#### PROVIDED MATERIAL ####
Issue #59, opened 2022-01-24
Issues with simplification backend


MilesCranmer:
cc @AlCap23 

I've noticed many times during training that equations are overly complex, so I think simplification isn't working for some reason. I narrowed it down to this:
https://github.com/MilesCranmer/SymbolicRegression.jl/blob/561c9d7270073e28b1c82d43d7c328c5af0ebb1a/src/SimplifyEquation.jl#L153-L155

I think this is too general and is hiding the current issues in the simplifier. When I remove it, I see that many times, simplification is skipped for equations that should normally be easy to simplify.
####
#### PROVIDED MATERIAL ####
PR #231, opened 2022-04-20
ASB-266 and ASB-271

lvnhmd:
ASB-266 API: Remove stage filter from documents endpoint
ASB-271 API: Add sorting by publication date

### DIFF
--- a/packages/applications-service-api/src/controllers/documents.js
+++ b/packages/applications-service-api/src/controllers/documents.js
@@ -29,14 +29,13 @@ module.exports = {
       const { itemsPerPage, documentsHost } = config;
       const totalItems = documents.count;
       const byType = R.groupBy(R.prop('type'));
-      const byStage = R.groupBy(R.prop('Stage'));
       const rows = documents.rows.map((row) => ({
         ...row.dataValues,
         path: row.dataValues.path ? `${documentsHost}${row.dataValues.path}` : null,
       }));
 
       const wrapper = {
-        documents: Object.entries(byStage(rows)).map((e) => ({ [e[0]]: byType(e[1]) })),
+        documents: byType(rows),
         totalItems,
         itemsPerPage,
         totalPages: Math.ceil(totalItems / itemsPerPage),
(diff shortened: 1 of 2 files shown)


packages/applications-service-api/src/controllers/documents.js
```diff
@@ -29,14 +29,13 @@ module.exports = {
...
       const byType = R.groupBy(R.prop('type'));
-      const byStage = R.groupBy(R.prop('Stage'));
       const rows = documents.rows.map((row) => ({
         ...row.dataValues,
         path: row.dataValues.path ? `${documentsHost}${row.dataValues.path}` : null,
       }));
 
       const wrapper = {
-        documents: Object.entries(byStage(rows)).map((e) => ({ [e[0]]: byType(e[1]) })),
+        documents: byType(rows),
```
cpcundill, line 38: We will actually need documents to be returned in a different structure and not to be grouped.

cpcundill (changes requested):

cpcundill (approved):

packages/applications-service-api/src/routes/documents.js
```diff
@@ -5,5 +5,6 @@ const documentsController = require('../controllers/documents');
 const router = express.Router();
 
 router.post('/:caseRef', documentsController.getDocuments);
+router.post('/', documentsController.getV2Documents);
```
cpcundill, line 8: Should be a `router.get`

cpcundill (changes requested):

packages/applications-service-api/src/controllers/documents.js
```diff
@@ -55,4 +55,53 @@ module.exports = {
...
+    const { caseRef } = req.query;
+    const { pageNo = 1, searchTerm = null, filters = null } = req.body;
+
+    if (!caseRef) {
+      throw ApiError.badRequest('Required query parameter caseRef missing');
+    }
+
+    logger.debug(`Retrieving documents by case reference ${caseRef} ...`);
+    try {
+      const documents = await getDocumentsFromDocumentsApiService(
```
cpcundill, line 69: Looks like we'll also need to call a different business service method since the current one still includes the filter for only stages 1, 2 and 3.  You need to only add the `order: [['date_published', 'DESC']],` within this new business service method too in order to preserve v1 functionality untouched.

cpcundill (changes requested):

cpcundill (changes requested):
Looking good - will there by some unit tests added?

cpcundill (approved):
####
#### PROVIDED MATERIAL ####
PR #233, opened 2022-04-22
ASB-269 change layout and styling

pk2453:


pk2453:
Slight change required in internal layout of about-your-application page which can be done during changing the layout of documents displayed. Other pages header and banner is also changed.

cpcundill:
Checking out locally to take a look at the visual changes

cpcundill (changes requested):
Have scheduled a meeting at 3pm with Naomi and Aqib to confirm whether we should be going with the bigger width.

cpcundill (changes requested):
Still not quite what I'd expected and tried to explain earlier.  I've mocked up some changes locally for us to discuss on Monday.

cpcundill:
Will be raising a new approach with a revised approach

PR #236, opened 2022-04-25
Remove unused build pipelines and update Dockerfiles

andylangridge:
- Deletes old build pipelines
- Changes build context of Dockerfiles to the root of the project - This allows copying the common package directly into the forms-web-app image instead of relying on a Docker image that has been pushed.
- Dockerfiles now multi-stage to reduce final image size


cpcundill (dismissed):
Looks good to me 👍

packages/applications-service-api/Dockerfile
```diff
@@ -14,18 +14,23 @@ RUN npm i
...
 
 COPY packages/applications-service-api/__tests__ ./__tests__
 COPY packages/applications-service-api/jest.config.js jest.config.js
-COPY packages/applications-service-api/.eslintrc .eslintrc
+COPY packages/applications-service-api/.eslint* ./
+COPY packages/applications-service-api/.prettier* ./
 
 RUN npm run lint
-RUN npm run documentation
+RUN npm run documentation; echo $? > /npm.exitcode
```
####
- _BRIEF_
Check each line of the listing for "query", and copy the ones that hold it.

- _COMPLETED EXERCISE_
+    const { caseRef } = req.query;
+      throw ApiError.badRequest('Required query parameter caseRef missing');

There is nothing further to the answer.